For all $a\in\mathbb{R}_{\geq 0}$, if $n\geq a$ then $n!\geq a^n$.

You want to prove:

For all $b\in\mathbb{R}_{\geq 0}$, if $n+1\geq b$, then $(n+1)!\geq b^{n+1}$.

(I changed the letter to make it clearer; but of course that statement above is equivalent to one in which we have "$a$" instead of "$b$".

To prove the implication, you assume $n+1\geq b$. In order to apply the induction hypothesis, you would need $n\geq b$; if that holds, then your argument works: if $n\geq b$, then the induction hypothesis implies $n!\geq b^n$, and then multiplying by $n+1\geq b$ we get $(n+1)!\geq b^{n+1}$.

But what if we do not have $n\geq b$? The assumption $n+1\geq b$ does not guarantee this.

How could you find this out? Since you already know there is a counterexample, take your "inductive argument" out for a spin in the smallest counterexample.

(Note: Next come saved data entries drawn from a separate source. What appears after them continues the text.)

Issue #31, opened 2018-08-17
Automatically disable auto-jump while pathing is active


leijurv:
We jump ourselves, and it messes up MovementDiagonal edging around blocks (it jumps on top because it thinks we want to, for example if we were edging around magma this would cause us to take damage and lose the path, and continue to take damage while recalculating)

HowardStark:
Fixed by commit d86dc62.

PR #5117, opened 2026-09-12
Replace the native nether-pathfinder with a Java port

### LINKED ISSUE #4494: Add a option to allow unsupported cpus to use efly
## Describe your suggestion
Add a option to use elytra fly with unsupported cpus.

## Settings
The command being used twice to overide the message about unsuported cpu.

## Context
This would allow a wider amount of people to use this feature

## Final checklist

### LINKED ISSUE #5046: Unexpected exit during nether pathng
## Some information
Operating system: Windows
Java version: Java21
Minecraft version: 1.21.11
Baritone version: baritone-1.15
Other mods: My private mode(which modify player's boundingBox during elytra fly)

## Exception, error or logs
```
[02:04:25] [pool-10-thread-4/INFO] (Minecraft) [STDOUT]: Loaded region successfully in 835ms
raytrace whiffed
```
then game exit without any mc crash report

## How to reproduce
Can not reproduce stably

## Final checklist

0Mattias:
Fifteen commits: the three below, then the changes from the reviews, one commit per comment.

1. `baritone.process.elytra.pathfinder`: the whole library in plain Java, one class per C++ file, with its tests and oracle files (what the native library answered for 625 generated chunks and 4000 rays; the port reproduces every one, hit positions to the bit). 34 tests, junit 4 like the rest.
2. The seam. `NetherPathfinderContext` gets a `Chunk` where it had a pointer, `BlockStateOctreeInterface` caches one, and the dependency, the babbaj maven repo, the fabric `include`, the forge/neoforge `shadowCommon`, the proguard keep rule and the natives for each platform go. Every system is supported now, so `NullElytraProcess` and the check in `ElytraProcess.create` go too. `elytraCustomAllocator` stays as a deprecated no-op so settings files still load.
3. A fix to the region reader. Baritone writes a cached chunk's two bits per block with `BitSet.toByteArray()`, lowest bit first; the native reader took each byte's bits from the top down (`baritone.cpp`, `get2Bits`), so every aligned run of four blocks along x came back mirrored in any chunk a search took from the region cache. The port had copied it; now it reads what baritone writes, with a test built the way `CachedChunk` builds a chunk.

Since the first push, from babbaj's and ZacSharp's reviews: the FFI leftovers are gone (arguments packed into longs, the port's own `BlockPos` and `Face`, the raytrace wrappers, the duplicate region magic), `Raytracer` returns the hit position instead of a boolean, the block update asks `isAir()`, the x8 summary is a `byte[]` per section and stays exact on every clear (the `exact` flag is gone, no whole-chunk writer clears a block), `Chunk` says what keeps its readers and writers apart instead of describing a race, a chunk's origin is a `final boolean fromCaller`, `insertChunkData` and `setChunkState` are deleted, `NodePos` holds three ints, the set of generated chunks is a fastutil `LongOpenHashSet`, and the neighbour order is kept as the native library had it so the A* search expands the same way.

Left alone on purpose: the read-write lock and the two executors. The port doesn't need them (chunks are objects, the table is a `ConcurrentHashMap`, lookups, inserts, culls, searches and rays can all run at once), but dropping them is its own change.

Three inputs the native library couldn't take are handled now, because the elytra solver does send them: a zero-length ray (native: `raytrace whiffed`, `exit(696969)`), a NaN or infinite coordinate (native hangs on an infinity in z; the port throws `IllegalArgumentException`), and a ray ending exactly on a voxel corner, which every ray at a path node is (native could step into a node the ray never enters and exit; the port terminates, tested).

Same machine and inputs as the tables on #31:

| | native | java |
|---|---|---|
| 200k rays through real terrain, 30-150 blocks | 0.75 us/ray | 0.56-0.67 us/ray |
| `pathFind` over 800 blocks, 20 runs | 0.39 ms avg | 0.43-0.45 ms avg |
| main.cpp's 100k block generating search | 3.0 s | 2.9-3.1 s |

Tried for real in my fabric fork (0Mattias/cheesecake#19, same seam): unit tests plus four in-world elytra flights, overworld above the build limit, auto-jump, nether below and above the roof, all pass with the port. Here: `./gradlew build` on JDK 21, all four loaders, tests included.


src/api/java/baritone/api/Settings.java
```diff
@@ -1550,8 +1550,10 @@ public final class Settings {
     public final Setting<Boolean> elytraChatSpam = new Setting<>(false);
 
     /**
-     * May reduce memory usage by using a custom allocator for pathfinding
+     * Does nothing. The pathfinder is Java now and has no allocator of its own; kept so that a
+     * settings file naming it still loads.
      */
+    @Deprecated
     public final Setting<Boolean> elytraCustomAllocator = new Setting<>(true);
```
babbaj: I think this one can be safely removed

src/main/java/baritone/process/elytra/pathfinder/BaritoneRegion.java
```diff
@@ -0,0 +1,125 @@
...
+import java.io.InputStream;
+import java.nio.file.Files;
+import java.nio.file.Path;
+import java.nio.file.Paths;
+import java.util.zip.GZIPInputStream;
+
+/** Reads the chunks of one of Baritone's cached region files ({@code r.X.Z.bcr}). */
+final class BaritoneRegion {
+
+    private static final int MAGIC = 456022911;
```
babbaj: make baritone.cache.CachedRegion.CACHED_REGION_MAGIC public and reference that instead of having this duplicate field

src/main/java/baritone/process/elytra/pathfinder/NetherPathfinder.java
```diff
@@ -0,0 +1,385 @@
...
+    // How the raytracer will treat chunks that aren't actually observed.
+    public static final int CACHE_MISS_GENERATE = 0;
+    public static final int CACHE_MISS_AIR = 1;
+    public static final int CACHE_MISS_SOLID = 2;
+
+    public static final int DIMENSION_OVERWORLD = 0;
+    public static final int DIMENSION_NETHER = 1;
+    public static final int DIMENSION_END = 2;
+
+    static final int STATE_FROM_JAVA = 0;
```
babbaj: "from java" is now a silly name now that both sides are written in java.  maybe "from caller" would be better? im not really sure what to call this.

src/main/java/baritone/process/elytra/pathfinder/NetherPathfinder.java
```diff
@@ -0,0 +1,385 @@
...
+ * the chunks it has been given or has generated, and a search that can be cancelled.
+ * <p>
+ * The method names are the ones the native API had, with objects where it had pointers: a chunk
+ * is a {@link Chunk} that stays valid for as long as it is referenced, and there is nothing to free.
+ * Lookups, inserts, the search and rays may all run at the same time from different threads.
+ */
+public final class NetherPathfinder implements AutoCloseable {
+
+    // How the raytracer will treat chunks that aren't actually observed.
+    public static final int CACHE_MISS_GENERATE = 0;
```
babbaj: these can just be an enum now

src/main/java/baritone/process/elytra/pathfinder/NetherPathfinder.java
```diff
@@ -0,0 +1,385 @@
...
+    public static final int CACHE_MISS_AIR = 1;
+    public static final int CACHE_MISS_SOLID = 2;
+
+    public static final int DIMENSION_OVERWORLD = 0;
```
babbaj: same as above

src/main/java/baritone/process/elytra/pathfinder/NetherPathfinder.java
```diff
@@ -0,0 +1,385 @@
...
+        this.cancelFlag.set(false);
+        final Size size = atLeastX4 ? Size.X4 : Size.X2;
+        final NodePos start = PathFinder.findAir(this, size, new BlockPos(x1, y1, z1), defaultAirElseGenerate);
+        final NodePos goal = PathFinder.findAir(this, size, new BlockPos(x2, y2, z2), defaultAirElseGenerate);
+        final PathFinder.Path path = PathFinder.findPathSegment(this, start, goal, atLeastX4, failTimeoutInMillis, defaultAirElseGenerate, fakeChunkCost);
+        if (path == null) {
+            return null;
+        }
+        final List<BlockPos> blocks = refine ? Raytracer.refine(this, path.blocks) : path.blocks;
+        final long[] packed = new long[blocks.size()];
```
babbaj: Packing into longs was only necessary for FFI. We can just directly use the List<BlockPos> now.

src/main/java/baritone/process/elytra/pathfinder/PathFinder.java
```diff
@@ -0,0 +1,406 @@
...
+        ctx.tryLoadRegion(startZero.chunkX(), startZero.chunkZ());
+        startNode.cost = 0;
+        startNode.combinedCost = startNode.estimatedCostToGoal;
+        s.openSet.insert(startNode);
+        ctx.getRealChunkFromCacheOrFakeChunkMaybeGen(startZero.chunkX(), startZero.chunkZ(), fakeChunkMode);
+
+        s.bestSoFar = startNode;
+        s.bestHeuristicSoFar = startNode.estimatedCostToGoal;
+
+        final long startTime = System.nanoTime();
```
babbaj: should be using currentTimeMillis

src/main/java/baritone/process/elytra/pathfinder/BlockPos.java
```diff
@@ -0,0 +1,126 @@
...
+ * GNU Lesser General Public License for more details.
+ *
+ * You should have received a copy of the GNU Lesser General Public License
+ * along with Baritone.  If not, see <https://www.gnu.org/licenses/>.
+ */
+
+package baritone.process.elytra.pathfinder;
+
+/** An integer position. Immutable. */
+final class BlockPos {
```
babbaj: we should be using minecraft's BlockPos

src/main/java/baritone/process/elytra/pathfinder/Chunk.java
```diff
@@ -0,0 +1,216 @@
...
+ * scan of 64 or 8 longs.
+ * <p>
+ * Reads and writes are plain (not synchronized), as they were in the native library: a reader
+ * that races a writer may see a partly written slab, which is the same as before, and nothing
+ * worse can happen.
+ */
+public final class Chunk {
+
+    public static final int HEIGHT = 384;
+    public static final int SLABS = HEIGHT / 16;
```
babbaj: they should be called sections

src/main/java/baritone/process/elytra/pathfinder/NetherPathfinder.java
```diff
@@ -0,0 +1,385 @@
...
+    long tryLoadRegion(int cx, int cz) {
+        if (this.baritoneCache == null) {
+            return 0;
+        }
+        final int regionX = cx >> 5;
+        final int regionZ = cz >> 5;
+        if (!this.checkedRegions.add(key(regionX, regionZ))) {
+            return 0;
+        }
+        final long t1 = System.nanoTime();
```
babbaj: also should be currentTimeMillis

src/main/java/baritone/process/elytra/pathfinder/Raytracer.java
```diff
@@ -0,0 +1,379 @@
...
+        final int childLevel = level - 1;
+        final int childBytes = CHILD_BYTES[level];
+        int currNode = firstNode(tx0, ty0, tz0, txm, tym, tzm);
+        do {
+            final int i;
+            final double r;
+            switch (currNode) {
+                case 0:
+                    i = a;
+                    r = procSubtree(a, ox, oy, oz, targetLen, tx0, ty0, tz0, txm, tym, tzm, childLevel, nx + ((i & 4) != 0 ? half : 0), ny + ((i & 2) != 0 ? half : 0), nz + ((i & 1) != 0 ? half : 0), slab, filled, level == 1 ? off : off + i * childBytes, i);
```
babbaj: this is pretty unreadable. id like the arguments between `childLevel` and `slab` to be computed before entering the switch because they appear to always be the same and with a comment explaining them.

0Mattias:
wait realized something, fixing now

src/main/java/baritone/process/elytra/pathfinder/NetherPathfinder.java
```diff
@@ -0,0 +1,385 @@
...
+    }
+
+    // ---- rays ----
+
+    /**
+     * Traces {@code inputs} segments, start[i*3..] to end[i*3..]. hitsOut[i] says whether segment i
+     * hit a solid block, and if hitPosOutCanBeNull is given, where. Points and the segments between
+     * them must have 0 <= y < 384.
+     */
+    public void raytrace(int fakeChunkMode, int inputs, double[] start, double[] end, boolean[] hitsOut, double[] hitPosOutCanBeNull) {
```
babbaj: this function can be removed now that we can just call Raytracer.raytrace directly.

the array arguments were also an ffi optimization so wherever arrays were constructed to call this can be simplified

src/main/java/baritone/process/elytra/pathfinder/NetherPathfinder.java
```diff
@@ -0,0 +1,385 @@
...
+            hitsOut[i] = Raytracer.raytrace(this, start[i * 3], start[i * 3 + 1], start[i * 3 + 2], end[i * 3], end[i * 3 + 1], end[i * 3 + 2], fakeChunkMode, hitPosOutCanBeNull, i * 3);
+        }
+    }
+
+    /**
+     * With anyIfTrueElseAll, the index of the first segment that is clear, else the index of the
+     * first that is blocked; -1 if there is none. So -1 means "none clear" in the first mode and
+     * "all clear" in the second.
+     */
+    public int isVisibleMulti(int fakeChunkMode, int inputs, double[] start, double[] end, boolean anyIfTrueElseAll) {
```
babbaj: for the same reasons as above this function can be removed/move to the file it was called

src/main/java/baritone/process/elytra/pathfinder/NetherPathfinder.java
```diff
@@ -0,0 +1,385 @@
...
+                }
+            } else if (!anyIfTrueElseAll) {
+                return i;
+            }
+        }
+        return -1;
+    }
+
+    /** Whether there is line of sight between the two points. */
+    public boolean isVisible(int fakeChunkMode, double x1, double y1, double z1, double x2, double y2, double z2) {
```
babbaj: another redundant function

src/main/java/baritone/process/elytra/pathfinder/Raytracer.java
```diff
@@ -0,0 +1,379 @@
...
+    }
+
+    /**
+     * Traces the segment from (fx, fy, fz) to (tx, ty, tz). Returns true if it hit a solid block;
+     * the hit position is then written to {@code hitOut} at {@code hitIndex}, if the array is not null.
+     * The two points must be inside 0 <= y < 384, as must be the segment between them. A segment
+     * of no length is a point, which is a hit if it is inside a block; a coordinate that is not a
+     * finite number is refused.
+     */
+    static boolean raytrace(NetherPathfinder ctx, double fx, double fy, double fz, double tx, double ty, double tz, int fakeChunkMode, double[] hitOut, int hitIndex) {
```
babbaj: instead of a boolean this should return the hit position if there's a hit, otherwise null. the last 2 arguments can be removed

src/main/java/baritone/process/elytra/pathfinder/Chunk.java
```diff
@@ -0,0 +1,216 @@
...
+        final int off = x2Offset(x, y, z);
+        final long mask = 1L << (((off & 7) << 3) + bitIndex(x, y, z));
+        final int x8 = x8Index(x, y, z);
+        if (solid) {
+            // the x8 is marked before its block is set, so a reader racing this write never skips a block it can see
+            this.filled[y >> 4] |= 1 << x8;
+            s[off >>> 3] |= mask;
+        } else {
+            s[off >>> 3] &= ~mask;
+            if (allZero(s, x8 * (X8_BYTES / 8), X8_BYTES / 8)) {
```
babbaj: why??

babbaj (changes requested):

0Mattias:
Thanks for the review. All of it (including your new comments) is now applied and pushed here. Quick overview of how the port fits together first, since a few of your points touch the seams, then each comment in order, then what I checked.

### How the port is put together

The Java port lives in `baritone.process.elytra.pathfinder` and follows the native library file for file. `Chunk` is the same octree layout as `Chunk.h`: 24 sections of 512 bytes, one bit per block, plus a byte per section that says which x8 cubes may hold a block. `ChunkGeneratorHell` and the two noise generators produce Nether terrain from the seed. `PathFinder` is the A* over cubes of 2 to 16 blocks, with the binary heap. `Raytracer` is the Revelles octree traversal from `Refiner.cpp`. `BaritoneRegion` reads Baritone's `.bcr` region cache. `NetherPathfinder` is the context: the chunk table, the search, and the cancel flag.

The integration is thin on purpose. `NetherPathfinderContext` keeps the methods Baritone already called (`pathFindAsync`, `raytrace`, `insertChunk`, `cullFarChunks`, etc.) but holds a `NetherPathfinder` object instead of a native pointer. `BlockStateOctreeInterface` reads chunks through it. There is no JNI and no `Unsafe`, nothing to load, so `ElytraProcess` no longer needs `isSupported` or a null process.

Correctness is checked against recorded output from the native library: chunk hashes for a generated world, 4,000 rays with their hit positions, and searches over the same terrain. Those tests did not change in this round and still match bit for bit.

### Your comments, in order

1. **`Settings.java`, `elytraCustomAllocator`.** Removed, including the deprecation stub. It only ever selected the native allocator.

2. **`BaritoneRegion`, duplicate magic number.** `CachedRegion.CACHED_REGION_MAGIC` is public now and `BaritoneRegion` uses it. The local copy is gone.

3. **"from java" naming.** Took your suggestion: `STATE_FROM_CALLER`, `hasChunkFromCaller`, and a `fromCaller` parameter on `setChunkState`. The distinction is between chunks the game handed in and chunks the port made up (generated, or assumed air). "From caller" reads fine for that.

4. **`CACHE_MISS_*` as an enum.** Now `NetherPathfinder.CacheMiss { GENERATE, AIR, SOLID }`. The range check on the int is gone with it.

5. **`DIMENSION_*` as an enum.** Now `NetherPathfinder.Dimension { OVERWORLD, NETHER, END }`. `BaritoneRegion.dimensionOf` returns the enum, or null for a directory that is not a cache, instead of `-1`.

6. **Packing into longs.** Gone. `PathSegment` holds a `List<BlockPos>`, `pathFind` returns it directly, and `UnpackedSegment.from` maps it to `BetterBlockPos`. The packing constants, `packBlockPos`, and the round-trip test for them are deleted.

7. and 10. **`currentTimeMillis`.** Done in both places: the search timeouts in `PathFinder.findPathSegment` and the region-read time in `tryLoadRegion`, which is subtracted from the timeouts and is in milliseconds too now. For the record, `nanoTime` was there because it is monotonic and `currentTimeMillis` can jump with the wall clock. At 30-second timeouts that does not matter.

8. **Minecraft's `BlockPos`.** The port's own `BlockPos` class is deleted and `net.minecraft.core.BlockPos` is used everywhere. Two small things moved: `Face` got an `offset(pos, n)` method for what the old class did with a face, and the floor is `Mth.floor`.

9. **Slabs are sections.** Renamed everywhere in `Chunk` and `Raytracer`: `SECTIONS`, `sections`, `section(y)`, `SECTION_LONGS`, the parameters, and the comments.

11. **The unreadable switch in `Raytracer`.** The three arguments every case computed the same way (the child's origin on x, y and z) plus the child's byte offset are now computed once before the switch, from the octant index `i = currNode ^ a`, with a comment explaining the reflection and what each bit of `i` means. Each case now only differs in which t-parameters it passes and which node comes next, which is the part that actually varies.

12., 13. and 14. **`NetherPathfinder.raytrace`, `isVisibleMulti`, `isVisible`.** All three removed. Callers call `Raytracer.raytrace` directly. The array versions of `raytrace(count, src, dst, ...)` on `NetherPathfinderContext` stay, because they are Baritone's own API and `ElytraBehavior` sends its hitbox rays through them in batches. They now loop and ask the raytracer one ray at a time, so the array handling stops at that seam instead of running through the port.

15. **`Raytracer.raytrace` returning a boolean with out-parameters.** It returns the hit position as a `Vec3`, or null when the ray reaches its end. The `hitOut` array and index parameters are gone. The oracle test compares against the returned position.

16. **`Chunk`, "why??"** That line cleared the x8 summary bit when the last block in that cube was cleared, and to know that it had to scan the cube's eight longs on every clear. Why it was there: the `filled` byte per section says which x8 cubes hold a block, and I had kept it exact on clears so `isEmptyX8` would be exact too. But nothing needs it exact. Every reader only uses the bit to skip a cube it knows is empty, so a set bit that outlives its blocks costs a reader one scan and can never give a wrong answer. So I dropped the clear-side maintenance. The bit is set when a block is set and reset only by `fillSection`. The javadoc now says the bit means "may hold a block", and the test checks that a clear leaves it set while the exact query sees the block gone.

### Also in this push

Two things that are not from the review. `pathFind` used to clear the cancel flag on the way in. That meant a `cancel()` arriving while a search was still queued behind the lock, which is exactly the one `destroy()` sends, got wiped, and that search then ran to its full timeout while holding the lock. It is cleared on the way out now, so a cancel is honoured by the search it was aimed at and does not leak into the next one. `CancelTest` covers it. And since visibility is answered per ray now, the batch methods answer exactly what the rays say, one at a time, instead of a batch-level shortcut.

### Verified

`./gradlew :test`: 77 tests, all passing, including the chunk hash and 4,000 ray comparisons against the native library. `./gradlew :fabric:build` is green, and the jars carry the port with no native library and no leftover `BlockPos` class. The same code is flying in my Fabric fork, where four in-world elytra runs (Overworld above the build limit, auto-jump, Nether below the roof and above it) pass end to end.

Let me know what you think, I can change any of this as needed.

src/main/java/baritone/cache/CachedRegion.java
```diff
@@ -44,7 +44,8 @@ public final class CachedRegion implements ICachedRegion {
     /**
      * Magic value to detect invalid cache files, or incompatible cache files saved in an old version of Baritone
      */
-    private static final int CACHED_REGION_MAGIC = 456022911;
+    // Public: the elytra pathfinder's region reader checks the same header.
```
babbaj: remove the comment

src/main/java/baritone/process/elytra/pathfinder/Chunk.java
```diff
@@ -143,10 +136,10 @@ public void setBlock(int x, int y, int z, boolean solid) {
             this.filled[y >> 4] |= 1 << x8;
             s[off >>> 3] |= mask;
         } else {
+            // The x8's bit in filled stays. It means the cube may hold a block, so one that
+            // outlives its blocks costs a reader a scan of the cube and never a wrong answer;
+            // fillSection resets it.
             s[off >>> 3] &= ~mask;
-            if (allZero(s, x8 * (X8_BYTES / 8), X8_BYTES / 8)) {
```
babbaj: This is still needed because queueBlockUpdate may set random blocks to air but for performance this check should be done when updating individual blocks from queueBlockUpdate. In all other places blocks are set the entire chunk is being set at once and in those cases this check is not needed. Because this function is a bit complicated instead of creating a separate function just add an argument to this one that conditionally runs this code that is only set to try by queueBlockUpdate. then for convenience add another setBlock function with the same signature as we currently have but passes false for that new argument.

src/main/java/baritone/process/elytra/pathfinder/PathSegment.java
```diff
@@ -17,13 +17,16 @@
...
 package baritone.process.elytra.pathfinder;
 
+import java.util.List;
+import net.minecraft.core.BlockPos;
+
 public class PathSegment {
     public final boolean finished;
-    public final long[] packed;
-
+    /** The blocks of the path, in order. */
```
babbaj: remove the comment

babbaj (changes requested):

0Mattias:
Thanks again for the review. Pushed 8827e157. `setBlock` takes an `exact` flag now: a clear that empties its x8 also clears the cube's bit in `filled`, and only `queueBlockUpdate` passes true. The four-arg `setBlock` passes false, so the whole-chunk fills skip the scan. `ChunkTest` covers both kinds of clear. The two comments are gone, and I dropped four unused imports while I was in there.

babbaj (approved):

src/main/java/baritone/process/elytra/NetherPathfinderContext.java
```diff
@@ -139,13 +128,14 @@ public void queueBlockUpdate(BlockChangeEvent event) {
...
             writeLock.lock();
             try {
-                long ptr = NetherPathfinder.getChunk(this.context, chunkPos.x, chunkPos.z);
-                if (ptr == 0) return; // this shouldn't ever happen
+                final Chunk chunk = this.context.getChunk(chunkPos.x, chunkPos.z);
+                if (chunk == null) return; // this shouldn't ever happen
                 event.getBlocks().forEach(pair -> {
                     BlockPos pos = pair.first().below(minY);
                     if (pos.getY() < 0 || pos.getY() >= 384) return;
                     boolean isSolid = pair.second() != AIR_BLOCK_STATE;
```
babbaj: while we're here we should also replace this with .isAir()

babbaj (changes requested):

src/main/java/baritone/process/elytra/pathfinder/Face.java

The smallest counterexample comes with $n=2$: assume $2\geq a$. Does it follow that $1!\geq a^1$? No; from $2\geq a$ you cannot conclude $1!\geq a$. In fact, if $2\geq a\gt \sqrt{2}$, you will have $a^2 \gt 2 = 2!$; the problem being that you don't get to apply that induction hypothesis on any $a$ greater than $1$ (and the conclusion fails for any $a$ greater than $\sqrt{2}$).